What to produce: When the line containing "Good, thanks! It's" appears in the data below, begin copying there and stop only after the line containing "--- a/embark-org.el".

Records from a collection
════════════════

PR #468, opened 2022-03-03
Mark embark-collect variables as private

minad:
Without deprecation since I think these variables should have been considered private. I am not aware of any users outside of Embark. Interestingly the embark-collect-* variables are the last variables of Embark which are public besides the customization variables and the keymaps. What do you think?


oantolin:
I wound up redoing this while working on the embark-collect/embark-live simplification.

PR #475, opened 2022-03-22
elp-restore-package, avoid some package lint warnings

minad:


embark.el
```diff
@@ -2868,7 +2867,7 @@ candidate."
       (delete-overlay ov))))
 
 (defun embark-collect-toggle-marks ()
-  "Toggle marks: marked candidates become unmarked, and vice versa."
+  "Toggle markings: Marked candidates become unmarked, and vice versa."
```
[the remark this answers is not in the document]
minad: I just wanted these warnings to go away :shrug:

embark.el
```diff
@@ -3522,15 +3521,15 @@ With a prefix argument EDEBUG, instrument the code for debugging."
...
-;; TODO Report Emacs bug, this function should be provided by Emacs itself.
-(defun embark-elp-restore-package (prefix)
-  "Remove instrumentation from functions with names starting with PREFIX."
-  (interactive "SPrefix: ")
-  (when (fboundp 'elp-restore-list)
-    (elp-restore-list
-     (mapcar #'intern
-             (all-completions (symbol-name prefix)
-                              obarray 'elp-profilable-p)))))
+(when (< emacs-version 29)
```
oantolin, line 3524: I think it would be better to use `(unless (fboundp 'elp-restore-package) ...`) as it more directly expresses intent (and also because I just know I'll wind up using some weird build of Emacs 29 that doesn't have the function 😛).

minad: > I think it would be better to use (unless (fboundp 'elp-restore-package) ...) as it more directly expresses intent (and also because I just know I'll wind up using some weird build of Emacs 29 that doesn't have the function stuck_out_tongue).

Sure. I considered this of course. Problem is only that this doesn't work since `elp-restore-package` is not autoloaded.

minad: See https://github.com/emacs-mirror/emacs/commit/d9d38059d193699c2ae6cdf69341f5aa62e87781 for reference.

embark.el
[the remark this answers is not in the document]
minad: It is this stupid verb warning - you should write "mark" instead of "marks".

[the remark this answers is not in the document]
minad: Maybe the new formulation is more acceptable?

embark.el
minad: > and also because I just know I'll wind up using some weird build of Emacs 29 that doesn't have the function

I don't think this will happen. elp-restore-package got added very early in the Emacs 29 cycle. You have already missed the opportunity as long as you don't intentionally pull an outdated version...

PR #488, opened 2022-04-16
Add align-regexp to embark-target-injection-hooks

detvdl:
The `align-regexp` action did not prompt the user for a regular expression unless the `embark--ignore-target` hook was explicitly added.

Since the align-regexp action was added as a default to the region keymap, I assume this addition to the default target-injection-hooks makes sense.

Tested on `GNU Emacs 29.0.50 (build 1, aarch64-apple-darwin21.1.0, NS appkit-2113.00 Version 12.0.1 (Build 21A559))
of 2021-12-07`

### DIFF
--- a/embark.el
+++ b/embark.el
@@ -415,6 +415,7 @@ entry of `embark-target-injection-hooks' whose key is the action."
     (eval-last-sexp embark--ignore-target)
     (embark-eval-replace embark--ignore-target)
     ;; commands which prompt for something that is *not* the target
+    (align-regexp embark--ignore-target)
     (write-region embark--ignore-target)
     (append-to-file embark--ignore-target)
     (shell-command-on-region embark--ignore-target)


oantolin:
Have you signed the FSF copyright assignment? (I know this is under the limit, but that limit is for cumulative contributions, I believe, so it's best to worry about it from the start.)

oantolin:
I made the change myself, just to get this done quicker, before finding out about your copyright assignment status. (I even did not look at your code, though of course that's ridiculous: it's obvious what change you made. 🙄)

detvdl:
> Have you signed the FSF copyright assignment? (I know this is under the limit, but that limit is for cumulative contributions, I believe, so it's best to worry about it from the start.)

I don't recall, so I'm pretty sure I haven't done that yet. 
No worries, though. It was the tiniest, most obvious change, which might as well have been just an issue.
I simply prefer tackling the issue myself on a branch first and test stuff out, to learn, so I figured a PR would be quicker 😄

Thanks for making the changes! 🎉

PR #498, opened 2022-05-02
Outline review

minad:
I looked into the issues I mentioned in https://github.com/oantolin/embark/commit/5d5def1cb5616ba17987d6c5814183a02afc8981 and https://github.com/oantolin/embark/commit/7a2487f5bb8a6ea5a9b5048386d6dcbbc1b6cc85. I made the following changes to fix the issues mentioned there:

- Lazy load outline, outline-minor-mode is autoloaded
- Use a more localized advice to `embark-collect--metadata`
- Bump embark-consult version dependency to 27.1, since Consult also requires 27.1
- Missing xref defvar in embark-consult.el
- Docstring fixes

This seems to work all nicely. Maybe we can find a better solution regarding the advice and maybe we could reuse the group-function from consult-imenu if I extract it there?


minad:
I added another commit which uses remapped keys in https://github.com/oantolin/embark/pull/498/commits/2d017739a04e59bae4f4a717ffc92ecb312ddf02. Not sure if you like this?

oantolin:
I think advising `embark-collect--metadatum` is fine (and certainly better than doing it to `completion-get-metadatum`). Why do you want to avoid advice? I guess we could always add a hook variable...

oantolin:
I'm not too sure about the paragraph key bindings, mainly because they are harder to type than `M-n` and `M-p`. Embark tends to choose the easiest key bindings available. In fact, how about capital `N` and `P`, instead?

minad:
> I think advising embark-collect--metadatum is fine (and certainly better than doing it to completion-get-metadatum). Why do you want to avoid advice? I guess we could always add a hook variable...

We can keep the advice. It is not too bad. I am only against the more global advice to `completion-get-metadata` due to its bad consequences.

> I'm not too sure about the paragraph key bindings, mainly because they are harder to type than M-n and M-p. Embark tends to choose the easiest key bindings available. In fact, how about capital N and P, instead?

Well, I think most people already rebind M-n and M-p (or some other more convenient key) to forward and backward-paragraph. I like when packages use rebinds since then I don't have to make fine adjustments. My main argument is that fundamental-mode comes with a lot of "useless" keybindings, by remapping them we give them purpose in the special buffers. Therefore I prefer this style over explicit binding.

In Vertico I use the same remappings and so far nobody complained, in this sense it would help consistency if people also use Vertico. But I don't really feel strongly about this, if you prefer to bind M-p/M-n explicitly, that's also okay.

oantolin:
This looks great. I'm merging with two minor changes:

- I'm removing the comment about hooking into `embark-collect--metadatum` since I have no qualms about advising my own function (which frankly seems better than adding yet another hook variable).
- I'm changing the key bindings in `embark-collect-mode-map` a bit. The bindings for {forward,backward}-button there were chosen back when there was a grid mode! It makes more sense to use `n` and `p`. I think I'll go with `{` and `}` for the outline commands, following Embark's usual approach of choosing a key binding that reminds you of the one used in another context but without modifiers.

oantolin:
Mmh, we can *also* remap the paragraph commands. I initially thought of keeping them for navigating paragraphs in multiline candidates, but honestly that's not a common case at all.

oantolin:
How does that sound, using both `}` and `[remap forward-paragraph]` for `outline-next-heading`?

minad:
> How does that sound, using both } and [remap forward-paragraph] for outline-next-heading?

Sounds good!

oantolin:
Thanks a lot for doing this! I'm particularly grateful for adding the `(eq prop 'group-function)` clause to the advice function, which was a total oversight on my part. 😛

minad:
> Thanks a lot for doing this! I'm particularly grateful for adding the (eq prop 'group-function) clause to the advice function, which was a total oversight on my part.

Oh, I didn't even see this. I didn't test your code before making my adjustments :laughing:

oantolin:
It was not really _that_ dangerous that I omitted the clause since this is `:after-until` advice, but still I totally meant to include it.

minad:
I will make the changes to consult-imenu later such that you can reuse the functions.

oantolin:
Good, thanks! It's not a big deal because it is a quite small amount of duplication, but it would certainly be a little nicer.

minad:
Okay I added the extra group function, this should simplify things a bit in embark-consult.

oantolin:
Great, I'll rewrite the corresponding bit in embark-consult later today.

By the way, I just realized that loading of outline-minor-mode could be further delayed until the point where you first use embark-collect with a (non-nil) group-function.

minad:
> By the way, I just realized that loading of outline-minor-mode could be further delayed until the point where you first use embark-collect with a (non-nil) group-function.

Oh right, that sounds good.

oantolin:
Done. 5bdf21c

PR #507, opened 2022-05-15
Silence compiler

tarsius:
Though maybe instead of declaring functions and variables you just want to require the relevant org libraries upfront.

### DIFF
--- a/embark-org.el
+++ b/embark-org.el
@@ -99,6 +99,8 @@
     )
   "Supported Org object and element types")
 
+(declare-function org-element-property "org-element" (property element))
+
 (defun embark-org-target-element-context ()
   "Target the smallest Org element or object around point."
   (when-let (((derived-mode-p 'org-mode))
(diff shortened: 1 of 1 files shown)


embark-org.el
```diff
@@ -273,6 +278,7 @@ what part or in what format the link is copied."
 (embark-org-define-link-copier description description "'s description")
 (embark-org-define-link-copier target target "'s target")
 
+(declare-function embark-org-copy-link-inner-target "embark-org")
```
oantolin, line 281: Oh, this one surprises me, I didn't think I'd need to declare this function since it's definition is one line below!

oantolin:
How does this sound: requiring `org-element` immediately, but trying to delay the loading of `ox` as much as possible?

embark-org.el
tarsius: Me too :stuck_out_tongue_closed_eyes:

════════════════

Exercise response:
Good, thanks! It's not a big deal because it is a quite small amount of duplication, but it would certainly be a little nicer.

minad:
Okay I added the extra group function, this should simplify things a bit in embark-consult.

oantolin:
Great, I'll rewrite the corresponding bit in embark-consult later today.

By the way, I just realized that loading of outline-minor-mode could be further delayed until the point where you first use embark-collect with a (non-nil) group-function.

minad:
> By the way, I just realized that loading of outline-minor-mode could be further delayed until the point where you first use embark-collect with a (non-nil) group-function.

Oh right, that sounds good.

oantolin:
Done. 5bdf21c

PR #507, opened 2022-05-15
Silence compiler

tarsius:
Though maybe instead of declaring functions and variables you just want to require the relevant org libraries upfront.

### DIFF
--- a/embark-org.el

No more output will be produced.